In the records below, the line with "The configs don't" opens the range and the line with "As I have initially" closes it; print that range exactly and nothing else.
--- START ---
Issue #360, opened 2022-09-29
Better Ordering for Connector Input Fields


williamhbaker:
Support for the `order` field was added to the UI in https://github.com/estuary/ui/pull/342.

We should add this field to connector schemas where it makes sense, as the default lexicographic ordering is not great in many cases.

PR #361, opened 2022-09-29
better field ordering for connectors

williamhbaker:
Closes https://github.com/estuary/connectors/issues/360

**Description:**

Adds ordering properties to fields in various connectors. The specific ordering is what seemed reasonable to me, and I'd be open to alternative suggestions. My general thought process for ordering things was to put them in this order:

1. Basic connection information, like a database URL
2. Authentication, in the form of user/password or service account credentials
3. The remaining connector configurations, ordered logically where possible, with "optional" fields generally coming last

The poster child for this algorithm is the configuration for the Postgres connector, which will appear in the order of:
```
address
user
password
database
```

The configs don't always map to that baseline perfectly, so I tried to get as close as possible.

**Workflow steps:**

Build the connector images, update the database records, and view the configs in the UI.

As I have initially proposed it:
- `source-s3` for the removal of the default value for "region" and the suggestion to try us-east-1 if you're not sure
- `source-kinesis` for the removal of the default values for "region", "awsAccessKeyId", and "awsSecretAccessKey"
- `materialize-bigquery` for a small change in the description of "billing_project_id"

**Notes for reviewers:**

It may be interesting to note which connectors I did not update:
- `materialize-google-pubsub`, `materialize-google-sheets`, and `materialize-rockset` only have a single configuration value so there is no need to specify ordering
- `source-firestore` has some work going on with it already so I didn't want to create merge conflicts; this one can be updated later
- `source-kafka` already has ordering

Also see inline comments for specific notes about things I have changed not directly related to ordering.

- - -
This change is [Reviewable](https://reviewable.io/reviews/estuary/connectors/361)

### DIFF
--- a/materialize-bigquery/bigquery.go
+++ b/materialize-bigquery/bigquery.go
@@ -23,13 +23,13 @@ func main() {
 
 // Config represents the endpoint configuration for BigQuery.
 type config struct {
-	BillingProjectID string `json:"billing_project_id,omitempty" jsonschema:"title=Billing Project ID,description=Billing Project ID connected to the BigQuery dataset. It can be the same value as Project ID."`
-	ProjectID        string `json:"project_id" jsonschema:"title=Project ID,description=Google Cloud Project ID that owns the BigQuery dataset."`
-	Dataset          string `json:"dataset" jsonschema:"title=Dataset,description=BigQuery dataset that will be used to store the materialization output."`
-	Region           string `json:"region" jsonschema:"title=Region,description=Region where both the Bucket and the BigQuery dataset is located. They both need to be within the same region."`
-	Bucket           string `json:"bucket" jsonschema:"title=Bucket,description=Google Cloud Storage bucket that is going to be used to store specfications & temporary data before merging into BigQuery."`
-	BucketPath       string `json:"bucket_path,omitempty" jsonschema:"title=Bucket Path,description=A prefix that will be used to store objects to Google Cloud Storage's bucket."`
-	CredentialsJSON  string `json:"credentials_json" jsonschema:"title=Credentials,description=Google Cloud Service Account JSON credentials in base64 format." jsonschema_extras:"secret=true,multiline=true"`
+	ProjectID        string `json:"project_id" jsonschema:"title=Project ID,description=Google Cloud Project ID that owns the BigQuery dataset." jsonschema_extras:"order=0"`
--- END ---
TASK RESULT:
The configs don't always map to that baseline perfectly, so I tried to get as close as possible.

**Workflow steps:**

Build the connector images, update the database records, and view the configs in the UI.

As I have initially proposed it:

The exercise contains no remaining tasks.